Schamir droht mit vorgezogenen Wahlen

Noch steht Likud in der israelischen Wählergunst gut da/ Blockierung der Nahost-Konferenz denkbar  ■ Aus Tel Aviv Amos Wollin

In Israel mehren sich die Spekulationen über mögliche vorgezogene Neuwahlen. Eine solche Entwicklung wäre nützlich, heißt es in Kreisen des regierenden Likud, denn gegenwärtig wächst die Popularität von Schamir bei den israelischen Wählern erneut. Das könnte sich jedoch während der bilateralen Verhandlungen mit den arabischen Staaten und durch weitere Belastungen des amerikanisch-israelischen Verhältnisses bald ändern.

Auch mit der wirtschaftlichen Entwicklung ist es in Israel zur Zeit nicht zum besten bestellt. Die Arbeitslosigkeit wächst unaufhaltsam. Zwischen den religiösen Koalitionspartnern und dem Finanzminister, der von Likud und anderen nichtreligiösen Fraktionen unterstützt wird, verschärft sich außerdem die Debatte um den Staatshaushalt. Dabei geht es vor allem um die Verteiliung der Gelder zwischen den religiösen Parteien und anderen Institutionen.

Darum ist man in Kreisen von Likudpolitikern jetzt der Meinung, daß eine Koalitionskrise jetzt „keineswegs als Unglück empfunden“ würde. Falls bis zum Dezember kein neuer Haushalt verabschiedet werden kann, werde es eben auch keine Regierung mehr geben, und das würde Neuwahlen bedeuten, wahrscheinlich im Mai.

Die Arbeitspartei beschuldigt den regierenden Likud-Block, ganz systematisch auf Neuwahlen hinzuarbeiten. Dann nämlich könnte das Gesetz über die Direktwahl des Ministerpräsidenten jetzt nicht mehr von der Knesset verabschiedet werden. Diese Änderung des Wahlgesetzes ist eine alte Forderung der Oppositionspartei. Von sich aus wird die Arbeitspartei mit Sicherheit nichts unternehmen, um Neuwahlen herbeizuführen, jedenfalls nicht vor einer Änderung des Wahlgesetzes. Denn nach Umfragen, die während der soeben abgeschlossenen ersten Runde ihres Parteitages geführt wurden, steht sie in der Gunst der Wähler zur Zeit sehr schlecht da.
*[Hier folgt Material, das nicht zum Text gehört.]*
PR #507, opened 2019-11-15
Merge import wizard and new changes to get_formats method

David-Rod:


.vscode/settings.json
```diff
@@ -0,0 +1,3 @@
+{
+    "python.pythonPath": "/Users/davidrodriguez/miniconda3/envs/q2dev/bin/python"
```
thermokarst: Hey @David-Rod, even though you added this file to the gitignore, you will still have to manually remove it from this changeset. Let me know if you need a hand with that.

qiime2/plugins.py
```diff
@@ -98,5 +98,11 @@ def exec_module(self, module):
                 for key, value in actions.items():
                     setattr(module, key, value)
 
+    def inspect_formats(filter=None, semantic_type=None):
+        import qiime2.sdk
+        pm = qiime2.sdk.PluginManager()
+
+        return pm.get_formats(filter=None, semantic_type=None)
```
thermokarst: Should this be:

```suggestion
        return pm.get_formats(filter, semantic_type)
```

?

Otherwise it is impossible to set the `filter` or `semantic_type`.

qiime2/sdk/plugin_manager.py
```diff
@@ -11,6 +11,8 @@
 import pkg_resources
 import qiime2.core.type
 
+from enum import Flag, auto
```
thermokarst: Can you change this to

```suggestion
import enum
```

then, update the code below as appropritate

David-Rod: Can `Flag` and `auto` be removed? I thought those are necessary due to their use in the `FormatFilter` class that is created on line `147`?

thermokarst: No, they can't be removed. You can access them through the `enum` package like this: `enum.Flag`, `enum.auto`.

qiime2/plugins.py
```diff
@@ -98,5 +98,11 @@ def exec_module(self, module):
                 for key, value in actions.items():
                     setattr(module, key, value)
 
+    def inspect_formats(filter=None, semantic_type=None):
```
thermokarst: This utility function should be moved into the "root" of the module, so that Artifact API users can import like this:

```python
from qiime2.plugins import inspect_formats
```

thermokarst: Second note, once this function is moved, you will need to add a corresponding entry to the `__all__` list of public objects (up around line 12).

thermokarst: Users will need some way of specifying the enum values for the `filter` flag --- they should be able to import those variables from `qiime2.plugins`, I think.

qiime2/sdk/plugin_manager.py
```diff
@@ -142,34 +144,75 @@ def get_semantic_types(self):
 
         return types
 
+    class FormatFilters(enum.Flag):
```
thermokarst: These enum values will need to be accessible for SDK developers to import and actually _use_ them (see my comments above about the Artifact API, similar story).

thermokarst: Maybe the name of the this class should be `GetFormatFilters`, or something along those lines. Any thoughts?

qiime2/sdk/plugin_manager.py
```diff
@@ -142,34 +144,75 @@ def get_semantic_types(self):
...
-                    exportable=False, canonical_format=False):
-        if include_all is True and canonical_format is True or include_all \
-                is True and importable is True or include_all is True and \
-                exportable is True:
-            raise ValueError("If all formats are requested, other formats "
-                             "cannot be included as a result.")
-
-        elif include_all is True:
-            return self.formats
+    def get_formats(self, *, filter=None, semantic_type=None):
```
thermokarst: This method will need a [numpydoc-compatible](https://numpydoc.readthedocs.io/en/latest/format.html) docstring.

qiime2/sdk/plugin_manager.py
```diff
@@ -142,34 +144,75 @@ def get_semantic_types(self):
...
 
         result_formats = set()
 
-        if importable is True:
-            result_formats = result_formats.union(self._importable)
+        if semantic_type is None:
```
thermokarst: I think we should have a clearly documented "order of operations" for the filtering operations. My gut instinct is that the `semantic_type` filter should be applied _first_, which means that the logic could be cleaned up a bit. I think you can take a strategy of progressively filtering. Start with the semantic type param, and filter the list of formats as necessary. Then, taking that resulting (semantic-type-filtered) list of formats, apply any of the filter param filters, as appropriate. By the end you wind up up one return. If you want a more detailed example just let me know!

qiime2/sdk/plugin_manager.py
```diff
@@ -142,34 +144,75 @@ def get_semantic_types(self):
...
-        if canonical_format is True:
-            result_formats = result_formats.union(self._canonical_formats)
+                    if self.FormatFilters.EXPORTABLE in filter:
+
+                        result_formats = result_formats.union(
+                            self.get_format_from(type_format.format))
 
         return result_formats
 
+    def get_format_from(self, canonical_format):
```
thermokarst: This method's name doesn't quite tell me what this does, can you think of a more descriptive name? Perhaps something that indicates that transformers are involved (like `get_formats_transformable_from`).

thermokarst: This method will need a [numpydoc-compatible](https://numpydoc.readthedocs.io/en/latest/format.html) docstring.

qiime2/sdk/plugin_manager.py
```diff
@@ -142,34 +144,75 @@ def get_semantic_types(self):
...
+
+        formats = set()
+
+        for format in self._reverse_transformers[canonical_format]:
+            formats.add(format)
+        formats.add(canonical_format)
+
+        return formats
+
+    def get_format_to(self, canonical_format):
```
thermokarst: See my comment above about the descriptive names.

thermokarst: This method will need a [numpydoc-compatible](https://numpydoc.readthedocs.io/en/latest/format.html) docstring.

qiime2/sdk/plugin_manager.py
```diff
@@ -142,34 +144,75 @@ def get_semantic_types(self):
...
+                    if self.FormatFilters.EXPORTABLE in filter:
+
+                        result_formats = result_formats.union(
+                            self.get_format_from(type_format.format))
 
         return result_formats
 
+    def get_format_from(self, canonical_format):
+
+        formats = set()
```
thermokarst: Stylistic, but I just wanted to point out that a set comprehension could work here, and is generally seen as a more "pythonic" or idiomatic approach (but again, that is really a minor "style" point).

qiime2/sdk/plugin_manager.py
thermokarst: This should actually be a private method, a docstring is optional.

qiime2/sdk/plugin_manager.py
thermokarst: This should actually be a private method, a docstring is optional.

Die Drohung mit Neuwahlen wird für Ministerpräsident Schamir allmählich zur ständigen Waffe in innen- und außenpolitischen Auseinandersetzungen. Aus seiner Sicht wäre es am vorteilhaftesten gewesen, Neuwahlen schon zum Zeitpunkt der Madrider Eröffnungskonferenz zu erreichen, weil die Arbeitspartei zu diesem Zeitpunkt einen Tiefstand in der Wählergunst von nur 22 Prozent erreicht hatte, Likud wäre hingegen von 60 Prozent der Israelis gewählt worden. Auch für den Fall mißliebiger Entwicklungen während der bilateralen Gespräche, die am 4.Dezember im Rahmen der Nahost- Konferenz beginnen, ist die Drohung mit Neuwahlen für Schamir eine Waffe. Der Fortgang der Konferenz könnte auf diese Weise für Monate blockiert werden.

Doch die Waffe wird allmählich stumpf. Zu oft wurde die Drohung bereits ausgesprochen. Vor zwei Tagen erklärte der israelische Ministerpräsident, es sei „möglich, daß die Wahlen um zwei Monate vorgezogen werden“, das hieße auf den Spätsommer. Tatsächlich wird die Entscheidung der Regierung jedoch vom Verlauf der bilateralen Gespräche und von der Entwicklung des Konflikts über die US-amerikanischen Kreditgarantien abhängen.